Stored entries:
PR #1205, opened 2016-09-16
Simplify enabled linter checking

thorncp:
Removes `CheckEnabledLinter` in favor of performing the check inline.
`CheckEnabledLinter` was capable of supporting many config objects, each
with their own `HoundConfig`. Over time the actual usage of it has been
reduced to checking a single linter name given a single `HoundConfig`,
which simplifies the process so much that having a dedicated class is
overkill.


gylaz:
I think one of the issues `CheckEnabledLinter` was trying to address was legacy language keys. (e.g `javascript` and `jshint`). I think we want to preserve that functionality.

spec/models/linter/base_spec.rb
```diff
@@ -33,21 +33,19 @@ class Test < Base
   describe "#enabled?" do
     context "when the hound config is enabled for the given language" do
       it "returns true" do
-        allow(CheckEnabledLinter).to receive(:run).and_return(true)
-        linter = build_linter
+        hound_config = instance_double(HoundConfig, linter_enabled?: true)
```
gylaz: We can remove the require of `hound_config` if we use the string versions `"HoundConfig"`.

thorncp: If we use the string we can't use `instance_double` to verify the stubbed method exists. Do you think giving that up is worth dropping a require?

gylaz: Well, that's the point of using the string version. In focused tests the `"HoundConfig"` will "just work" (without verifying), then when the entire suite is run and `HoundConfig` is loaded and present, RSpec will verify the API.

thorncp: Huh, I had no idea that was a feature. Is it documented anywhere?

Updated in the rebase: a1ff362f8f500564512a36199a6e9a81ea8983b5

gylaz: A combination of https://relishapp.com/rspec/rspec-mocks/docs/verifying-doubles and example in https://relishapp.com/rspec/rspec-mocks/docs/verifying-doubles/using-an-instance-double ?

PR #1206, opened 2016-09-16
Use Coffeelint service

thorncp:
* Removes coffeelint gem
* Udpates `Linter::CoffeeScript` and `Config::CoffeeScript` to use the
  service infrastructure
* Updates `Config::CoffeeScript` to be aware of owner config
* Adds `CoffeelintReviewJob`

Note: CoffeeScript is in a similar spot as Ruby, in that all of the
naming on Rails app side (this side) uses the name of the language
(CoffeeScript), while the linters side is based on the name of the
linter (Coffeelint).

https://trello.com/c/pj5BdqFU


app/models/config/coffee_script.rb
```diff
@@ -1,13 +1,34 @@
 module Config
   class CoffeeScript < Base
-    def merge(config)
-      content.deep_merge(config.content)
+    def initialize(hound_config, owner: nil)
+      super(hound_config)
+      @owner = owner
```
gylaz: At this point, does it make sense to have `Base` take in and set the `owner`? If so, probably in another PR.

app/models/linter/coffee_script.rb
```diff
@@ -1,69 +1,17 @@
...
-    end
-
-    def repo_config
-      ConfigBuilder.for(repo_hound_config, "coffee_script")
-    end
-
-    def repo_hound_config
-      hound_config
+    def config
+      Config::CoffeeScript.new(hound_config, owner: build.repo.owner)
```
gylaz: Is it worth using the `Base`'s behavior for this?

app/models/config/coffee_script.rb
thorncp: Yes, I think so. Another PR would be good.

app/models/linter/coffee_script.rb
thorncp: `Base` is using `ConfigBuilder`, so I don't really want try to mesh that together with knowledge of owners in this PR.

gylaz: My thinking was that it would be "standard". Just let the parent do the generic thing, which I believe results in the same thing as what you're doing here. I would likely prefer to remove the `ConfigBuilder` at some point. But right now, it might be good to introduce less deviation.

thorncp: I don't see how `ConfigBuilder` handles owner config. What am I missing?

gylaz: Ah, owner config. Gotcha. That's what I was missing.

thorncp:
> Maybe also remove the BuildReport line from BuildRunner?

Done in https://github.com/houndci/hound/pull/1207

- WORK REQUEST -
The records above are to be set down again exactly as written.

- SOLUTION FOR THIS TASK -
PR #1205, opened 2016-09-16
Simplify enabled linter checking

thorncp:
Removes `CheckEnabledLinter` in favor of performing the check inline.
`CheckEnabledLinter` was capable of supporting many config objects, each
with their own `HoundConfig`. Over time the actual usage of it has been
reduced to checking a single linter name given a single `HoundConfig`,
which simplifies the process so much that having a dedicated class is
overkill.


gylaz:
I think one of the issues `CheckEnabledLinter` was trying to address was legacy language keys. (e.g `javascript` and `jshint`). I think we want to preserve that functionality.

spec/models/linter/base_spec.rb
```diff
@@ -33,21 +33,19 @@ class Test < Base
   describe "#enabled?" do
     context "when the hound config is enabled for the given language" do
       it "returns true" do
-        allow(CheckEnabledLinter).to receive(:run).and_return(true)
-        linter = build_linter
+        hound_config = instance_double(HoundConfig, linter_enabled?: true)
```
gylaz: We can remove the require of `hound_config` if we use the string versions `"HoundConfig"`.

thorncp: If we use the string we can't use `instance_double` to verify the stubbed method exists. Do you think giving that up is worth dropping a require?

gylaz: Well, that's the point of using the string version. In focused tests the `"HoundConfig"` will "just work" (without verifying), then when the entire suite is run and `HoundConfig` is loaded and present, RSpec will verify the API.

thorncp: Huh, I had no idea that was a feature. Is it documented anywhere?

Updated in the rebase: a1ff362f8f500564512a36199a6e9a81ea8983b5

gylaz: A combination of https://relishapp.com/rspec/rspec-mocks/docs/verifying-doubles and example in https://relishapp.com/rspec/rspec-mocks/docs/verifying-doubles/using-an-instance-double ?

PR #1206, opened 2016-09-16
Use Coffeelint service

thorncp:
* Removes coffeelint gem
* Udpates `Linter::CoffeeScript` and `Config::CoffeeScript` to use the
  service infrastructure
* Updates `Config::CoffeeScript` to be aware of owner config
* Adds `CoffeelintReviewJob`

Note: CoffeeScript is in a similar spot as Ruby, in that all of the
naming on Rails app side (this side) uses the name of the language
(CoffeeScript), while the linters side is based on the name of the
linter (Coffeelint).

https://trello.com/c/pj5BdqFU


app/models/config/coffee_script.rb
```diff
@@ -1,13 +1,34 @@
 module Config
   class CoffeeScript < Base
-    def merge(config)
-      content.deep_merge(config.content)
+    def initialize(hound_config, owner: nil)
+      super(hound_config)
+      @owner = owner
```
gylaz: At this point, does it make sense to have `Base` take in and set the `owner`? If so, probably in another PR.

app/models/linter/coffee_script.rb
```diff
@@ -1,69 +1,17 @@
...
-    end
-
-    def repo_config
-      ConfigBuilder.for(repo_hound_config, "coffee_script")
-    end
-
-    def repo_hound_config
-      hound_config
+    def config
+      Config::CoffeeScript.new(hound_config, owner: build.repo.owner)
```
gylaz: Is it worth using the `Base`'s behavior for this?

app/models/config/coffee_script.rb
thorncp: Yes, I think so. Another PR would be good.

app/models/linter/coffee_script.rb
thorncp: `Base` is using `ConfigBuilder`, so I don't really want try to mesh that together with knowledge of owners in this PR.

gylaz: My thinking was that it would be "standard". Just let the parent do the generic thing, which I believe results in the same thing as what you're doing here. I would likely prefer to remove the `ConfigBuilder` at some point. But right now, it might be good to introduce less deviation.

thorncp: I don't see how `ConfigBuilder` handles owner config. What am I missing?

gylaz: Ah, owner config. Gotcha. That's what I was missing.

thorncp:
> Maybe also remove the BuildReport line from BuildRunner?

Done in https://github.com/houndci/hound/pull/1207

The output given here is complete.